In the case where the printing area is large, it is preferable to divide the shaft into plural shafts and to support plural star wheels 42 with each shaft. This is because, otherwise, the shaft bends and the star wheels 42 urge the paper unevenly, which leads to failure to suppress local lifting or deformation of the paper.

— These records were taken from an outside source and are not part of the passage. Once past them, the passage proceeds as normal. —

PR #4915, opened 2024-09-16
feat: update nix config

gkze:
## ☕️ Reasoning
The Tauri-recommended Flake uses flake-utils, which has outgrown its original purpose a bit and handles outputs less cleanly than [flake-parts](https://flake.parts/). I realize that there's the nascent [Flakelight](https://github.com/nix-community/flakelight) out there but for now my sense is that flake-parts the optimal option.

Also add [numtide/devshell](https://github.com/numtide/devshell), which handles native C/C++ library dependencies a bit more elegantly.

## 🧢 Changes
* Swap out flake-utils for flake parts
* Add [numtide/devshell](https://github.com/numtide/devshell)
* Add `.envrc` to help with Nix-related changes a bit

Was able to build (not AppImage but doesn't build on master anyways - separate issue) and run the dev build on my primary daily driver NixOS system.

Would be interesting to see why it's not producing the AppImage on master on NixOS, just haven't dedicated enough time.

### DIFF
--- a/.envrc
+++ b/.envrc
@@ -1,0 +1,7 @@
+# vi: ft=sh
+# shellcheck disable=all
+dotenv_if_exists
+use flake
+watch_file $(fd -tf -enix)
+
+export PATH="${PWD}/node_modules/.bin:${PATH}"
--- a/flake.lock
+++ b/flake.lock
@@ -1,78 +1,96 @@
 {
   "nodes": {
-    "flake-utils": {
+    "devshell": {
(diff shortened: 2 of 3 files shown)


ndom91:
Also, the font rendering seems a bit off, see this comparison screenshot. Before is in the background and after (with your `devShell`) is in the foreground outlined in red:

image

Seems that we really might need to include pango/cairo as runtime dependencies?

PR #4919, opened 2024-09-16
fix: rm `effect.pre` used only to avoid previous bug

ndom91:
- Remove `$effect.pre` usage in `+layout.svelte` where we were using it to avoid a previous bug


estib-vega (approved):
Looks good to me 👍

PR #4921, opened 2024-09-16
feat: create 'Apperance' settings page and add highlight branchlane setting

ndom91:
Wish I had stacking for this one :joy:

## ☕️ Reasoning

- Based on some user feedback, highlight the full branch lane name contents when clicking into it.

image

## 🧢 Changes

- Talked about it briefly in the office, and we were split on if this is how one would expect this field to work or not, so I added a feautre flag toggle.
- Added new "Appearance" settings page

### After

image

image


ndom91:
@PavelLaptev what do you think of making a `<Section />` here to organise the UI-related settings instead of having them interleaved in the "Profile" page without any distinction?

### Before

image


### After

image

apps/desktop/src/lib/config/uiFeatureFlags.ts
```diff
@@ -22,3 +22,8 @@ export function featureTopics(): Persisted<boolean> {
 	const key = 'feature--topics';
 	return persisted(false, key);
 }
+
+export function highlightBranchLaneContentsFeature(): Persisted<boolean> {
```
mtsgrd: Can we make this new addition an exported constant instead of a function? Also, I'm wondering if we can improve the name. It feels more like auto selecting input field contents rather than highlighting branch lane contents.

ndom91: yup, no problem. What do you think of `autoSelectBranchLaneContentsFeature`? It's a bit long, but gets the whole idea across imo

mtsgrd: Yeah that totally works for me, and I'll still revert the name change of the stacking flag so it follows that convention. However, the pedantic part of me is still objecting to the "branch lane contents" part. Imho it's neither the right subject (branch contents) nor is highlighting what we're doing. It's about _text selection_ on input field values isn't it?

ndom91: It is, it's about text selection on focusing an input field. But its very specific to this BranchLane input only, right. It's not a generic "do this on all inputs"

mtsgrd: Ah right - sorry, I misread something and thought it would extend to more than one field.

estib-vega (approved):
Looks good to me 👍

Issue #4847, opened 2024-09-07
Setup: Initial remote should match "Current target branch"


koppor:
### Version

0.12.26

### Operating System

Windows

### Distribution Method

msi (Windows)

### Describe the issue

I have a repository with multiple upstreams:

```
$ git remote -v
origin  git@github.com:koppor/jabref.git (fetch)
origin  git@github.com:koppor/jabref.git (push)
upstream        git@github.com:JabRef/jabref.git (fetch)
upstream        git@github.com:JabRef/jabref.git (push)
```

I click "Add local repository" in the UI

![image](https://github.com/user-attachments/assets/75a388b6-5361-4b71-ba1d-1f22e9c73af8)

I select the directory of my project.

Then, GitButler select `upstream/main` as "Current target branch" and `origin` as "remote".

![image](https://github.com/user-attachments/assets/d963368f-0b5c-4b6e-bac3-f83941bcfedc)

I think, the remote when starting the window should be the remote matching the "Current target branch".

Byron:
Thanks a lot for reporting!

> You have branches from multiple remotes. If you want to specify a remote for creating branches
that is different from the remote that your target branch is on, change it here.

And I agree, I think the text indicates that by default, it should match the target branch, so it can be changed if needed.

Maybe also interesting for @estib-vega .

PR #4923, opened 2024-09-16
Project target setup: Use default remote

estib-vega:
### Issue
As seen in https://github.com/gitbutlerapp/gitbutler/issues/4847

### Changes
The project target setup will select a remote default that matches the selected branch. The remote default can be overridden if needed.


ndom91 (approved):
LGTM :+1:

PR #4926, opened 2024-09-16
feat: Add a new dad joke to dad-jokes.txt.

krlvi:


mtsgrd (changes requested):
can I suggest `s/how/what`?

Issue #4904, opened 2024-09-13
Error "head invalid" when creating PR


ukarlsson:
### Version

0.12.25

### Operating System

Mac OS X

### Distribution Method

dmg (Apple Silicon)

### Describe the issue

Error when creating PR. It works when I click "Create PR" again, but often I get this error the first time

GitHub validation failed
It seems there was a problem validating the request.

Please see our 
[documentation](https://docs.gitbutler.com/)
for additional help.
head invalid

### How to reproduce

Click "Create PR"

### Expected behavior

![Screenshot 2024-09-13 at 11 38 20](https://github.com/user-attachments/assets/9f29fe8d-7f9a-4119-8e49-079058f03fe3)
Screenshot of error

Byron:
Thanks a lot for reporting!

This is an issue where I have no idea how to approach it, at least assuming that a foundational feature like creating a PR isn't broken for everyone. And that I could validate, as I was able to create a PR without a problem in a private repository.

Can you provide more information that might help to reproduce the issue?

ukarlsson:
Ok many thanks for the response. Any logs I can supply?

It is pretty consistent now that first time I press create PR I get this error, and then the second time it works

Byron:
I think for this interaction, the developer console might have additional logs. You can open it with `Cmd + Opt + i`.
The `head invalid` message is probably created by the API, which means the first time around, the `head` is invalid, the second time it's working. Like a race condition, or something processed out of order.

ukarlsson:
Ok, got info from network console now

Error is

```
{
    "message": "Validation Failed",
    "errors": [
        {
            "resource": "PullRequest",
            "field": "head",
            "code": "invalid"
        }
    ],
    "documentation_url": "https://docs.github.com/rest/pulls/pulls#create-a-pull-request",
    "status": "422"
}
```

Summary
```
URL: https://api.github.com/repos/sanalabs/sierra-platform/pulls
Status: 422
Source: Network
Address: 140.82.121.6:443
Initiator: 
fetch.js:54
```

Request data
```
{"head":"refactor-namespace-processing","base":"master","title":"Update namespace handling in analytics cache refresh","body":"","draft":false}
```

ukarlsson:
When I press create PR again the request body is slightly different, and head is indeed different

```
{"head":"uk/refactor-namespace-processing","base":"master","title":"Update namespace handling in analytics cache refresh","body":"","draft":false}
```

[...]

PR #4927, opened 2024-09-16
fix: Extract the name from the remote ref correctly

estib-vega:
### Issue
From issue https://github.com/gitbutlerapp/gitbutler/issues/4904

Correctly extract the name of the remote branch, supporting branch names with nested paths


krlvi (approved):
lgtm

PR #4963, opened 2024-09-24
IntegrateUpstreamModal: Factor out the modal

estib-vega:
Factor out the modal for upstream integration into a dedicated component so that it can be shared easily

### Other changes
- Expose the state of whether the modal is being showed or not: 
Some more info about this pattern. https://github.com/sveltejs/svelte/issues/11974#issuecomment-2157837477

### DIFF
--- a/apps/desktop/src/lib/components/IntegrateUpstreamModal.svelte
+++ b/apps/desktop/src/lib/components/IntegrateUpstreamModal.svelte
@@ -85,6 +85,12 @@
 		await tick();
 		modal?.show();
 	}
+
+	export const imports = {
+		get open() {
+			return modal?.imports.open;
+		}
+	};
 </script>
 
 <Modal bind:this={modal} title="Integrate upstream changes" {onClose} width="small" noPadding>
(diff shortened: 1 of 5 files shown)


apps/desktop/src/lib/components/IntegrateUpstreamModal.svelte
```diff
@@ -0,0 +1,239 @@
...
+		integratingUpstream = 'inert';
+		expanded = false;
+		branchStatuses = upstreamIntegrationService.upstreamStatuses();
+		await tick();
+		if (branchStatuses) {
+			modal?.show();
+			return;
+		}
+		await integrate();
+	}
```
estib-vega: This triggers the integration of the upstream changes.
If there are no upstream statuses returned, i.e there are no foreseeable conflicts, the changes are integrated.
If there are foreseeable conflicts, display the modal.

What do we think about this approach?
I like the fact that this treats the `IntegrateUpstreamModal` component as a class with methods as is intended in Svelte, but I'm not sure if this is something we like as a pattern for this specific case. 
Let me know :)

Caleb-T-Owens (approved):

PR #4964, opened 2024-09-24
`gitoxide` for commit with headers

Byron:
## ☕️ Motivation

During the [GitMerge](https://git-merge.com) @schacon talked about "Abusing Git for GitButler". One particular 'hack' stuck out for me, which is the 'dance' that is required to create signed commits with multiple headers.
This shouldn't even be necessary, and with `gitoxide` it should be very straightforward already.
Let's put it to the test.

## Tasks

* [x] some unrelated fixes to get the test-suite to pass
* [x] use `gix` for signed commit creation.
* [x] double-check the signatures are considered valid
* [x] cleanup

## Notes for the Reviewer

* This is still suboptimal as ideally `gix` provides commits with headers out of the box, and ideally signs them as well if that is configured. But I will outscope this for now in order to focus on merging.
* Validation: here is a commit generated with the new code, after asking to show the signature:
```
commit 15457fedf8693eebb77263d21b7a8b55b1fd82d2
gpg: Signature made Tue Sep 24 13:06:41 2024 CEST
gpg:                using RSA key EAF9CCFCD0876408F297C60A9CB5EE7895E8268B
gpg: Good signature from "Sebastian Thiel (YubiKey USB-C) <email>" [ultimate]
gpg:                 aka "Sebastian Thiel (In Rust I trust) <email>" [ultimate]
Date:   Tue Sep 24 13:05:13 2024 +0200

    test commit f

diff --git a/that b/that
new file mode 100644
index 0000000..e69de29
diff --git a/this b/this
new file mode 100644
index 0000000..45b983b
--- /dev/null
+++ b/this
@@ -0,0 +1 @@
+hi
```


krlvi (approved):
way nicer than the header injecting we did before!

PR #4971, opened 2024-09-24
Make the Select component generic

estib-vega:
Auto-detect the type of the value the select options can have


H1ghBre4k3r (approved):

Caleb-T-Owens (approved):
Looks reasonable.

Any conventionally known conveying roll may be applied as the conveying roll 40. Those having a high surface friction coefficient and excellent antiwearing property are preferred for securely transmitting driving force to the paper. Examples thereof include a rubber roll in which rubber has been coated on the outer peripheral surface of a metal roll and a ceramic roll in which ceramic powder has been coated on the outer peripheral surface of a metal roll.

Next, the printing liquid (ink or treating liquid) will be set forth.

The printing liquid may utilize a color ink containing at least a pigment, a water-soluble solvent and water, and a treating liquid having the function of coagulating the pigment of the ink. In the embodiment, the treating liquid is used separately from an ink, and may be used as an ink (for example, a yellow ink) that is made to contain a pigment. A means (step) of largely coagulating a pigment means that an ink is made to make contact with a treating liquid. In other words, in the embodiment, the means indicates the recording head 28T.

Ink contains at least a pigment, a water-soluble solvent and water. The size of the pigment before a coagulation is preferably 10-200 nm. The size of the coagulated pigments largely coagulated by the treating liquid is 0.5 nm or more. Therefore, high image density is obtained and effective absorption of the excess ink is obtained because the liquid absorbing device hardly absorb pigments.

As pigment, both organic pigment and inorganic pigment can be used. Preferable examples of the black pigment include carbon black pigments such as furnace black, lamp black, acetylene black and channel black.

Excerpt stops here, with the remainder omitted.